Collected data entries
________________

PR #41, opened 2020-02-07
General fund spending guidelines

yeastplume:
[Link to rendered document](https://github.com/yeastplume/grin-rfcs/blob/general_fund/text/0000-general-fund.md)

### DIFF
--- a/text/0000-general-fund.md
+++ b/text/0000-general-fund.md
@@ -39,11 +39,11 @@ There is scope for interpretation as to what this actually means, but the follow
    * Fixed-term development or project-management contracts
    * Infrastructure and other incidental costs
    * Security audit costs
-   * Costs incurred for any legal matters that may arise for either the project or individual contributors 
-arising directly from their work in good faith on the Grin project
+   * Costs incurred for any legal matters that may arise for either the project or individual contributors arising directly from their work in good faith on the Grin project
 * Running budgets for Grin teams (with funds spent at their own discretion)
 * Technological research in areas that may be relevant to Grin in the future
 * Cryptographic research related to Grin or Mimblewimble in general
+* Fully open-sourced community-based projects that enhance the Grin ecosystem
 * Supporting non-profit, community-driven and inclusive promotional efforts for the Grin Project (e.g. Grincon) 
 * Charitable donations toward important causes relevant to the Grin or cryptocurrency communities as a whole
 
@@ -78,6 +78,7 @@ While everyone and anyone is encouraged to create a funding request, those makin
 * Have too many similar requests been funded recently?
 * How tangible is the value proposition to Grin?
 * How much risk is involved relative to the size of the ask and the potential return.
+* Does a prioritization call need to be made due to a limited balance in the General Fund?
 
 Everyone is welcome to weigh in on the merits of a funding request in the forum thread and during the public governance meeting where the funding request is finalized. The core team will strive to ensure there's a community consensus for each request, however the final decision rests with the core team. Other Grin teams who have been allocated budgets can spend funds at their own discretion, but are strongly encouraged to consider the guidelines in this RFC during their decision making process.
 
@@ -104,6 +105,6 @@ The core team is obliged to publish a detailed spending log of all transactions 
 
 ## Unresolved questions
 
-* This RFC is put together on the understanding that the fundamental question of  'who appoints the core team' is still outstanding. This point should be discussed separately and this RFC assumes there is an acceptable answer in place.
+* This RFC is put together on the understanding that the fundamental question of 'who appoints the core team' is still outstanding. This point should be discussed separately and this RFC assumes there is an acceptable answer in place.
 
 # Future possibilities
--- a/text/0000-general-fund.md
+++ b/text/0000-general-fund.md
@@ -88,6 +88,14 @@ Everyone is welcome to weigh in on the merits of a funding request in the forum 
 * Be specific, professional and thorough with your proposal.
 * Be respectful and professional in your response to any feedback and criticism on the proposal thread 
 
+# Payout Process
+
+* At the time of payout, an amount of Bitcoin equivalent to the funding amount is paid out to an address provided by the funding requestor only.
+* The payout address should be provided to the core team by the requestor via a secure, verifiable channel (with cryptographic proof of identity if deemed necessary).
+* The exchange rate between BTC and the target currency is determined by the exchange rate at the time of the funding transaction, without exception.
+* To minimize the effects of currency fluctuations on accounting transparency, all payments should be performed at pre-arranged "signing parties" in which mu-sig holders sample the current exchange rate. The transaction should be created, signed and broadcast as quickly as possible, with the transaction and rate reported back to the core team for tracking.
+* Mu-sig holders will verify the address provided by the funding requestor several times during transction creation and broadcasting. However, the core team is not responsible for errors or incorrect addresses provided by the requestor.
+
 ## Transparency and processes
 
 The result of all funding decisions will be published in the meeting notes found in the [Grin Project Management](https://github.com/mimblewimble/grin-pm) repository.
--- a/text/0000-general-fund.md
+++ b/text/0000-general-fund.md
@@ -64,9 +64,9 @@ There is no set template for what the contents of the funding request should inc
     * The expected deliverable, if applicable (for a research project, for instance)
 * Background information on the person making the request
 
-Amounts should be stated using fiat currency equivalents with the exact Cryptocurrency amount determined by the rate at the time of transfer. To assist others with conceptualizing the amounts, fiat currencies used should be reasonably global, e.g. USD, EUR, RMB, GBP.
+Amounts should be stated using fiat currency equivalents with the exact Cryptocurrency amount determined by the rate at the time of transfer. To assist others with conceptualizing the amounts, fiat currencies used should be reasonably global, e.g. USD, EUR, CNY, GBP.
 
-All community discussion on the funding request should be made within the forum thread itself, and the final decision on the request will be made by members of the core team at a public governance meeting, to take place at least one week after the request is made. The community is encouraged to display their support (or lack thereof) of a funding request at these Governance meetings, however the decision rests with the core team.
+All community discussion on the funding request should be made within the forum thread itself, and the final decision on the request will be made by members of the core team at a [public governance meeting](https://github.com/mimblewimble/grin-pm/issues?q=is%3Aissue+label%3Agovernance+label%3Ameetings+), to take place at least one week after the request is made. The community is encouraged to display their support (or lack thereof) of a funding request at these Governance meetings, however the decision rests with the core team.
 
 It should also be noted that decisions should never be considered final. Those making funding requests are encouraged to revise or refine proposals based on whatever feedback is given during the request process and submit them for consideration again.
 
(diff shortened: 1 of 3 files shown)


text/0000-general-fund.md
```diff
@@ -0,0 +1,101 @@
...
+
+There is no set template for what the contents of the funding request should include, however a better reception can be attained by including:
+
+* The exact amount requested, what the funding covers and for what time period (if applicable)
+* A clear description of what will be provided to the Grin project in return, including:
+    * Details of any work or research that will be performed during the period
+    * The expected deliverable, if applicable (for a research project, for instance)
+* Background information on the person making the request
+
+Amounts can be stated in local currency equivalents, if desired, with the exact Cryptocurrency amount determined by the rate at the time of transfer.
```
DavidBurkett: To avoid a repeat of the recent forum fiasco, I propose narrowing this to requests being made in USD or BTC only.

HysMagus:
This is a great RFC, some points that I think may benefit the overall proposal process

- Would encouraging milestones be a good way to increase the incentive to complete projects
- Would there be a benefit to having acceptance criteria added to each Request for Funding?

My company Arcadia, does a good number of decentralized funding projects every year and we have ran into issues when there are no clearly defined acceptance criteria (or definition of "success"), and milestones in general are a good way to decrease the rate of non-delivery.

text/0000-general-fund.md
```diff
@@ -0,0 +1,101 @@
...
+# Community-level explanation
+[community-level-explanation]: #community-level-explanation
+
+## Appropriate and inappropriate uses of the Grin Development Fund
+
+Although spending decisions will always be made on a case-by-case basis, it is understood that the Grin Development Fund is to be used mainly to finance the development needs of the Grin project and the advancement of Grin/Mimblewimble as a whole. 
+
+There is scope for interpretation as to what this actually means, but the following presents (non-exhaustive) guidelines as to the types of activities that would be considered appropriate to finance from the fund.
+
+* Activities related to the continuing development needs of the Grin code-base and related projects under the GitHub [mimblewimble](github.com/mimblewimble) organization. This can include:
```
kargakis: One follow-up question rising from this point is how projects are admitted in the mimblewimble org. It may not be necessary to explain my question as part of this RFC but I think it is worth dicussing/documenting elsewhere at least.

lehnberg: Good point @kargakis, you're also right that it's probably not suitable for this RFC. I created an issue and will look to add to next governance agenda: https://github.com/mimblewimble/grin-pm/issues/253

text/0000-general-fund.md
lehnberg: I don't think it was the change of exchange rate that led to the 'forum fiasco' as you call it, it was more a failure from my side to clearly outline in my original request that the change would result in a net raise in USD terms.

I don't mind enforcing USD / BTC (and / GRIN) only in requests, but it's not clear to me what problem it solves: In my particular example, if that would be the case, I would still state my preferred GBP amount on the request, convert it to USD according to the x-rate of that day, and then have the equivalent of that paid out in BTC amount once the request is approved. And I reckon I would then still need to field questions about "why last quarter you asked for $x and now you ask for $y", to which the answer then would be: x-rate fluctuations.

But perhaps this makes things a bit easier for the project, as it outsources fiat currency calculations to the requestor and makes it easier for people to review the amounts? I don't know if this is a big issue. If somebody raises a request in some obscure currency without some expression of what this equates to in a currency that people can relate to, it's not helping their chances getting support for their request, so there's no incentive to do so.

Perhaps there could be some sub-set of international currencies in that case (USD, GBP, EUR, JPY, CNY perhaps?), to make it clear that we're welcoming people from all parts of the world to ask in whatever (major) currency they prefer. But then it might become a question of "Hey why can't I ask in Swiss francs, or Canadian dollars, or Russian Roubles"? And yeah, why can't they? They will still only get paid in the currency of what's available in the fund, currently BTC or GRIN.

DavidBurkett: > it's not clear to me what problem it solves
It feels more transparent. Most people in the crypto industry are already used to dealing in terms of USD and BTC (and yes, we should accept requests in GRIN). 

> I reckon I would then still need to field questions
Probably, yes. But at least then the questions would be about why you're asking for a salary increase, and not why you're trying to *hide* the salary increase. That's much better than the conversation beginning with the fundee being accused of wrongdoing. It's merely a change in salary at that point, which can easily be justified by "cost of living increase/decrease".

jaspervdm:
Following discussion in yesterdays Governance meeting, and in line with our governance process, this RFC can be considered being in **Final Comment Period**, with a disposition to **merge** in two weeks time, on **April 7**.

text/0000-general-fund.md
johndavies24: Maybe just something like I am requesting ______ (currency of choice) per month, which at the time of writing is equivalent to _____ BTC & $_____ USD per month.  Just mandate a reference to BTC & USD at the time of writing, which might be different when paid out.  I am not sure if it would help or hurt, but you could also consider paying out the entire approved sum at one time rather than monthly, which would reduce accounting headaches in a volatile market.

jaspervdm:
Following discussion in the latest Governance meeting, The Final Comment Period for this RFC has been extended by **two weeks**. It now closes on **April 21**.

lehnberg:
A bit in the last minute, but to try and prevent situations where [exchange rate fluctuations change the payout amounts](https://forum.grin.mw/t/correcting-my-funding-discrepancies/7242), it might be worth while to add some kind of instruction that signing parties should be scheduled for payouts, where the exchange rate is sampled at that point, and the transaction is then broadcast within an hour or so after that.

yeastplume:
Added an explicit section on the payout process, with a few other thoughts that came to mind.

text/0000-general-fund.md
```diff
@@ -88,6 +88,14 @@ Everyone is welcome to weigh in on the merits of a funding request in the forum
 * Be specific, professional and thorough with your proposal.
 * Be respectful and professional in your response to any feedback and criticism on the proposal thread 
 
+# Payout Process
+
+* At the time of payout, an amount of Bitcoin equivalent to the funding amount is paid out to an address provided by the funding requestor only.
```
lehnberg, line 93: It's Bitcoin or Grin, I think we've said. Not sure this should be specified, as it may change in future.

text/0000-general-fund.md
```diff
@@ -88,6 +88,14 @@ Everyone is welcome to weigh in on the merits of a funding request in the forum
...
+* The payout address should be provided to the core team by the requestor via a secure, verifiable channel (with cryptographic proof of identity if deemed necessary).
+* The exchange rate between BTC and the target currency is determined by the exchange rate at the time of the funding transaction, without exception.
```
lehnberg, line 95: ...any exchange rate between the currency paid out from the general fund, and the currency the funding request is raised in...

or similar.

i1skn:
This doc does not mention ecosystem projects, it this intentional?

jaspervdm:
Given the fact that the words around the payout process were only recently added, I'm proposing to extend the FCP again, until **May 5th**

DavidBurkett:
> This doc does not mention ecosystem projects, it this intentional?

Good question @i1skn. This has been briefly discussed here: https://github.com/mimblewimble/grin-pm/blob/master/notes/20200225-meeting-governance.md

```
yeastplume: We only fund dev work on projects that belong to the mw org, so how does a project become a project that belongs to the mw org.
lehnberg: Do we? I need to read through that rfc again!
yeastplume: Let me read the wording in the rfc again
antiochp: Still only tangentially related - there may be cases where a project wants to join mw org without receiving funding
lehnberg:
there is scope for interpretation as to what this actually means, but the following presents (non-exhaustive) guidelines as to the types of activities that would be considered appropriate to finance from the fund.

activities related to the continuing development needs of the grin code-base and related projects under the github mimblewimble organization. this can include:
yeastplume: Okay, sorry it doesn't say that's all we fund, it's just a strong case for what's appropriate to be funded by the grin fund.
lehnberg: Yeah, it's confusing, as it can easily be interpreted as such. Which I don't think should be the case.
antiochp: It would probably be unusual to fund something outside mw org.
lehnberg: It's unusual we fund much at all beyond core grin related work right now. But not sure this will always be the case, or whether we need it to be that explicit. It's not like we're inundated with funding requests. But yeah that's probably more suited as a discussion on the rfc itself hehe.
yeastplume: Yeah, we're headed into that territory
```

It appears no such "discussion on the rfc itself" ever took place, but this RFC is just a semi-formal attempt to say: "The core team is responsible for approving or denying funding requests, and will try to be transparent while doing so." So with that in mind, ecosystem devs are free to request funds.

yeastplume:
> This doc does not mention ecosystem projects, it this intentional?

They're not excluded, and want to make sure they're addressed explicitly. (In my opinion there should be nothing stopping anyone making funding requests for community projects, just want to make sure this is properly mentioned). I aim to have another revision ready in a few days.

lehnberg:
As per the last governance meeting, FCP was extended until **May 19**.

lehnberg:
As per the last governance meeting, FCP was extended until **Jun 02**.

text/0000-general-fund.md
```diff
@@ -0,0 +1,110 @@
...
+
+There is no set template for what the contents of the funding request should include, however a better reception can be attained by including:
+
+* The exact amount requested, what the funding covers and for what time period (if applicable)
+* A clear description of what will be provided to the Grin project in return, including:
+    * Details of any work or research that will be performed during the period
+    * The expected deliverable, if applicable (for a research project, for instance)
+* Background information on the person making the request
+
+Amounts should be stated using fiat currency equivalents with the exact Cryptocurrency amount determined by the rate at the time of transfer. To assist others with conceptualizing the amounts, fiat currencies used should be reasonably global, e.g. USD, EUR, RMB, GBP.
```
lehnberg, line 67: Typo: `RMB` → `CNY`

text/0000-general-fund.md
```diff
@@ -0,0 +1,110 @@
...
+
+All community discussion on the funding request should be made within the forum thread itself, and the final decision on the request will be made by members of the core team at a public governance meeting, to take place at least one week after the request is made. The community is encouraged to display their support (or lack thereof) of a funding request at these Governance meetings, however the decision rests with the core team.
```
lehnberg, line 69: add a link for `public governance meeting` pointing to https://github.com/mimblewimble/grin-pm/issues?q=is%3Aissue+label%3Agovernance+label%3Ameetings+

text/0000-general-fund.md
```diff
@@ -0,0 +1,110 @@
...
+Everyone is welcome to weigh in on the merits of a funding request in the forum thread and during the public governance meeting where the funding request is finalized. The core team will strive to ensure there's a community consensus for each request, however the final decision rests with the core team. Other Grin teams who have been allocated budgets can spend funds at their own discretion, but are strongly encouraged to consider the guidelines in this RFC during their decision making process.
+
+## Tips on effective proposals
+
+* You proposal is likely to be better received if you're already known to the Grin community or the wider cryptocurrency community. Even more so if you've already contributed to Grin in some meaningful way.
+* It might be better to keep your initial funding request small and focused, particularly if your idea is something new and radical, or if you're unknown to the Grin community.
+* Be specific, professional and thorough with your proposal.
+* Be respectful and professional in your response to any feedback and criticism on the proposal thread 
+
+# Payout Process
```
lehnberg, line 92: Typo: Should be h2, i.e. `## Payout Process`.

text/0000-general-fund.md
lehnberg: Bump on this comment

text/0000-general-fund.md
lehnberg: Bump on this comment

text/0000-general-fund.md
```diff
@@ -0,0 +1,110 @@
...
+
+* At the time of payout, an amount of Bitcoin equivalent to the funding amount is paid out to an address provided by the funding requestor only.
+* The payout address should be provided to the core team by the requestor via a secure, verifiable channel (with cryptographic proof of identity if deemed necessary).
+* The exchange rate between BTC and the target currency is determined by the exchange rate at the time of the funding transaction, without exception.
+* To minimize the effects of currency fluctuations on accounting transparency, all payments should be performed at pre-arranged "signing parties" in which mu-sig holders sample the current exchange rate. The transaction should be created, signed and broadcast as quickly as possible, with the transaction and rate reported back to the core team for tracking.
+* Mu-sig holders will verify the address provided by the funding requestor several times during transaction creation and broadcasting. However, the core team is not responsible for errors or incorrect addresses provided by the requestor.
+
+## Transparency and processes
```
lehnberg, line 100: `## Transparency and processes` → `## Reporting`?

text/0000-general-fund.md
```diff
@@ -0,0 +1,110 @@
...
+
+The result of all funding decisions will be published in the meeting notes found in the [Grin Project Management](https://github.com/mimblewimble/grin-pm) repository.
+
+The core team is obliged to publish a detailed spending log of all transactions made in and out of the fund, as well as quarterly spending reports summarizing all income and spending. These reports will also be made available in the Grin PM Repository.
```
lehnberg, line 104: `These reports will also be made available in the Grin PM Repository.` → `This and other  financial reporting can be found in the /grin-pm repository.`

text/0000-general-fund.md
```diff
@@ -0,0 +1,110 @@
...
+
+## Unresolved questions
```
lehnberg, line 106: Typo: should be h1, i.e. `# Unresolved questions`

text/0000-general-fund.md
```diff
@@ -0,0 +1,110 @@
...
+
+* This RFC is put together on the understanding that the fundamental question of 'who appoints the core team' is still outstanding. This point should be discussed separately and this RFC assumes there is an acceptable answer in place.
+
+# Future possibilities
```
lehnberg, line 110: 1. Future possibilities section is empty. Either add some future possibilities (for example a community funding process where members make donations or show support for proposals?), or   remove the section altogether. 

1. References section is missing. Is that deliberate? You might want to add references to grin-pm/financials and decision log in grin-pm and an example funding request etc. Just a thought, if you don't think it's necessary then leave it all out I guess.

lehnberg:
I will be merging this pull request *by end of this week* unless there's objections/feedback to the most recent version.

lehnberg:
🎉 Wohooo! This RFC has now been **merged**! 🤸‍♀️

________________

* _WHAT TO DO_
Every line above that carries the string "arise" should be copied.

* _REPLY TO THE TASK_
-   * Costs incurred for any legal matters that may arise for either the project or individual contributors 
+   * Costs incurred for any legal matters that may arise for either the project or individual contributors arising directly from their work in good faith on the Grin project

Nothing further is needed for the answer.